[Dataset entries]
────────────────────
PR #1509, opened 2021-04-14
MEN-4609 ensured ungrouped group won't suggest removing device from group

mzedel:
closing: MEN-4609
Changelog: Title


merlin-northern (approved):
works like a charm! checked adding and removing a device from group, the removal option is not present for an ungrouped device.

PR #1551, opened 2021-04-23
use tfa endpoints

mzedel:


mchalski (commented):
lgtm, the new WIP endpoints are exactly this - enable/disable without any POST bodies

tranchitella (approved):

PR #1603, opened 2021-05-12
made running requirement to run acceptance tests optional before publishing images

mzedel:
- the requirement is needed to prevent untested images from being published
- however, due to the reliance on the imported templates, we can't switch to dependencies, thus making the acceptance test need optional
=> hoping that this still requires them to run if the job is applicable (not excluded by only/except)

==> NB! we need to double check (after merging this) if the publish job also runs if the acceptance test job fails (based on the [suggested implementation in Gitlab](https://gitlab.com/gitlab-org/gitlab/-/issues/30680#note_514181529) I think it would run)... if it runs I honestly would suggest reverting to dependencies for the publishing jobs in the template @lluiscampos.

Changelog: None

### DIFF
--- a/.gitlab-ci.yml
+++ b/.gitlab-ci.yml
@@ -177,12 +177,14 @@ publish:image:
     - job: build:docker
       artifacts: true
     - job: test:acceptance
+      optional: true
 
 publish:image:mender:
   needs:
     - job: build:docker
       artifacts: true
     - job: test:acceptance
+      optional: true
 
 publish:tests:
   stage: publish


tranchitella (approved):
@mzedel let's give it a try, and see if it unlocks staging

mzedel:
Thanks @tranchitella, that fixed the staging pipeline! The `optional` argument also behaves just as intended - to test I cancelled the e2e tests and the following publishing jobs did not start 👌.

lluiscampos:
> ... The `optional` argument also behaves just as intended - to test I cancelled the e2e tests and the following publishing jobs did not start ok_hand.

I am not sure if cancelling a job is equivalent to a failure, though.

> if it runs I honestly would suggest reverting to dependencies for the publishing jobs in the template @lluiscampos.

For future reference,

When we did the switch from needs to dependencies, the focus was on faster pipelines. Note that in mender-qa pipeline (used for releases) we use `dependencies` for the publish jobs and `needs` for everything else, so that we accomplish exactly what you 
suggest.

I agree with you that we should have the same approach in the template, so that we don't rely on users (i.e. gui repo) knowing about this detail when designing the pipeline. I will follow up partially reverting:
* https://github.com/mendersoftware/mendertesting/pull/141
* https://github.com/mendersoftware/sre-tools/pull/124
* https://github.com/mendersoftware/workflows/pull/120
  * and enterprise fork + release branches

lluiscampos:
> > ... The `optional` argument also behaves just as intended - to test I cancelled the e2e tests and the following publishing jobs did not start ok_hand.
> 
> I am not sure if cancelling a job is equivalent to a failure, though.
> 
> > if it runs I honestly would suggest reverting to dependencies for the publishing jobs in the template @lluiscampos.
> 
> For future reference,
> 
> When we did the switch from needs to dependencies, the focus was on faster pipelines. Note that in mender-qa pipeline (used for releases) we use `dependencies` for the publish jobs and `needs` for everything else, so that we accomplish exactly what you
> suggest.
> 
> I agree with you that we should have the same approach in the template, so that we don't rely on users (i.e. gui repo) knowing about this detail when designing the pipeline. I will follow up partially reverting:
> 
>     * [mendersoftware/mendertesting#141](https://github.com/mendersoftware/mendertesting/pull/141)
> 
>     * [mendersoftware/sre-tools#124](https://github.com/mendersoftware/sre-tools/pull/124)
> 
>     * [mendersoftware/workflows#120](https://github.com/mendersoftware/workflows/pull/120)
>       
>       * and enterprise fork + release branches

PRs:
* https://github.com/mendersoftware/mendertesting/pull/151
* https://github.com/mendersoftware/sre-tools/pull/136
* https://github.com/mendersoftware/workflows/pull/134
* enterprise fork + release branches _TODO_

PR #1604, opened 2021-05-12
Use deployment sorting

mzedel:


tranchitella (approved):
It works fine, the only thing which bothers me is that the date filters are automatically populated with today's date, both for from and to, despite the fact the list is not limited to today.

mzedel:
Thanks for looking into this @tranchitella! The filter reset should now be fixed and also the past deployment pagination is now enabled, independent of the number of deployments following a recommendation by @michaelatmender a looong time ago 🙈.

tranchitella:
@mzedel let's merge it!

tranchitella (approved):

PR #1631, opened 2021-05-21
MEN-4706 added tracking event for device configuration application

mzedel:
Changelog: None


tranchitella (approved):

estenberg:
────────────────────
#### What to produce:
The output should be exactly the lines above from the line containing "MEN-4609 ensured ungrouped" to the line containing "lgtm, the new", inclusive, with no other lines.

#### Response area:
MEN-4609 ensured ungrouped group won't suggest removing device from group

mzedel:
closing: MEN-4609
Changelog: Title


merlin-northern (approved):
works like a charm! checked adding and removing a device from group, the removal option is not present for an ungrouped device.

PR #1551, opened 2021-04-23
use tfa endpoints

mzedel:


mchalski (commented):
lgtm, the new WIP endpoints are exactly this - enable/disable without any POST bodies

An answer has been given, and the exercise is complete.